Calculate the Evidence Lower Bound (ELBO)

Description

Calculate the Evidence Lower Bound (ELBO)

Usage

VB_GMM_ELBO(X, p, n, q_post, prior)

Arguments

X

n x p data matrix (or data frame that will be converted to a matrix).

p

number of parameters

n

number of rows

q_post

A list of the fitted posterior Q family at iteration t.

prior

Prior for the GMM parameters.

Value

elbo the Evidence Lower Bound at iteration t following E and M steps.


Variational Bayes Expectation step

Description

Variational Bayes Expectation step

Usage

VB_GMM_Expectation(X, n, q_post)

Arguments

X

n x p data matrix (or data frame that will be converted to a matrix).

n

number of rows in X.

q_post

A list of the fitted posterior Q family at iteration t-1.

Value

A list of the fitted posterior Q family after the E step at iteration t.


Initialise the variational parameters and the hyper parameters

Description

Initialise the variational parameters and the hyper parameters

Usage

VB_GMM_Init(X, k, n, prior, init, initParams)

Arguments

X

n x p data matrix (or data frame that will be converted to a matrix).

k

guess for the number of mixture components.

n

number of rows in X.

prior

Prior for the GMM parameters.

init

initialize the clusters c("random", "kmeans", "dbscan")

initParams

initialization parameters for dbscan.
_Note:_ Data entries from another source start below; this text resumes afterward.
PR #489, opened 2026-08-09
Fix Round 17: FAERS rate-limit handling, OpenTargets search overconfidence, GraphQL/XML tool clarity

gasvn:
## Summary

Persona role-play across three domains not previously covered (transplant medicine/HLA-matching, urology, addiction-medicine pharmacogenomics) surfaced five CLI-verified issues, each reproduced live before being fixed:

- **FAERS_calculate_disproportionality**: silently swallowed a failed openFDA count query (commonly HTTP 429 rate limiting) and treated it as a genuine zero, producing a mathematically impossible negative contingency-table cell (`a=0, b=283544, c=0, d=-283544` on the tool's own documented example). `_get_faers_count` now returns `None` (not `0`) on request failure, and every FAERS analytics operation is wired with `FDA_API_KEY` + `request_with_retry` to reduce how often the rate limit is hit at all.
- **OpenTargets_get_disease_ids_by_name**: hardcoded search page size 1, so a single full-text-search hit was trusted blindly even when OpenTargets' own relevance ranking got it wrong (confirmed live: "localized prostate cancer" ranks *Ewing sarcoma* above prostate cancer, which doesn't appear in the top 5 at all). Now returns up to 5 ranked candidates with their relevance score, and the description tells callers to verify the `name` field before trusting `dbXRefs`.
- **GraphQLTool (shared base class)**: a search-shaped query with a genuine zero-hit result collapsed to an opaque `{"search": {}}` once its empty `hits` list was stripped by `remove_none_and_empty_values` — indistinguishable from a broken response. Now attaches an explanatory `metadata.note`, inherited by every tool built on this class.
- **XMLDatasetTool (drugbank_*/mesh_* tools, ~19 tools)**: all share one search parameter literally named `query`, regardless of what the tool's own name promises (e.g. `drugbank_get_pharmacology_by_drug_name_or_drugbank_id`). A natural first guess like `drug_name` errored with `"'query' is a required property"`. Aliases are now resolved inside `validate_parameters()` (before schema validation runs, not just inside `run()`).
- **FAERS_search_reports_by_drug_and_reaction**: the `reactionmeddrapt` parameter description now explains it requires an exact MedDRA Preferred Term and points to `FAERS_count_reactions_by_drug_event` for term discovery, since a non-matching term returns an empty result indistinguishable from a genuine zero-report finding.

A sixth finding (`gwas_search_snps` silently ignoring an unrecognized `gene` filter param) was confirmed live but not fixed here — it's already covered by the not-yet-merged systemic parameter-validation fix in PR #486, which flags any single unrecognized parameter against a tool's declared schema.

## Test plan

- [x] All 5 findings reproduced live via `tu run`/`tu test` before fixing
- [x] New regression tests: `tests/unit/test_faers_disproportionality_rate_limit.py`, `tests/unit/test_xml_tool_query_alias.py`, plus a new case in `tests/tools/test_graphql_empty_guard.py`
- [x] Existing test suites covering the changed files pass (FAERS analytics, OpenTargets/GraphQL, XML tools) — 77+ tests, 0 failures
- [x] Each fix re-verified against the original failing live call after the change
- [x] `ruff check` clean on all changed files

### DIFF
--- a/src/tooluniverse/data/fda_drug_adverse_event_detail_tools.json
+++ b/src/tooluniverse/data/fda_drug_adverse_event_detail_tools.json
@@ -263,7 +263,7 @@
         },
         "reactionmeddrapt": {
           "type": "string",
-          "description": "MedDRA preferred term for the adverse reaction (required). Example: 'INFUSION RELATED REACTION', 'DYSPNOEA'."
+          "description": "MedDRA preferred term for the adverse reaction (required). Example: 'INFUSION RELATED REACTION', 'DYSPNOEA'. Must be the exact MedDRA Preferred Term FAERS uses, not a clinical description or synonym -- e.g. 'NEPHROTOXICITY' matches nothing, the real terms are 'ACUTE KIDNEY INJURY' or 'RENAL IMPAIRMENT'. A non-matching term returns an empty result (not an error), which looks identical to a genuine zero-report finding. If unsure of the exact term, call FAERS_count_reactions_by_drug_event first (with just medicinalproduct) to list the actual MedDRA terms reported for that drug."
         },
         "limit": {
           "type": "integer",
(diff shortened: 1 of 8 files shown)


gasvn:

NULL if dbscan not selected for init.

Value

A list of the initially fitted posterior Q family


Variational Bayes Maximisation step

Description

Variational Bayes Maximisation step

Usage

VB_GMM_Maximisation(X, q_post, prior)

Arguments

X

n x p data matrix (or data frame that will be converted to a matrix).

q_post

A list of the fitted posterior Q family at iteration t-1.

prior

Prior for the GMM parameters.

Value

A list of the fitted posterior Q family after the M step at iteration t.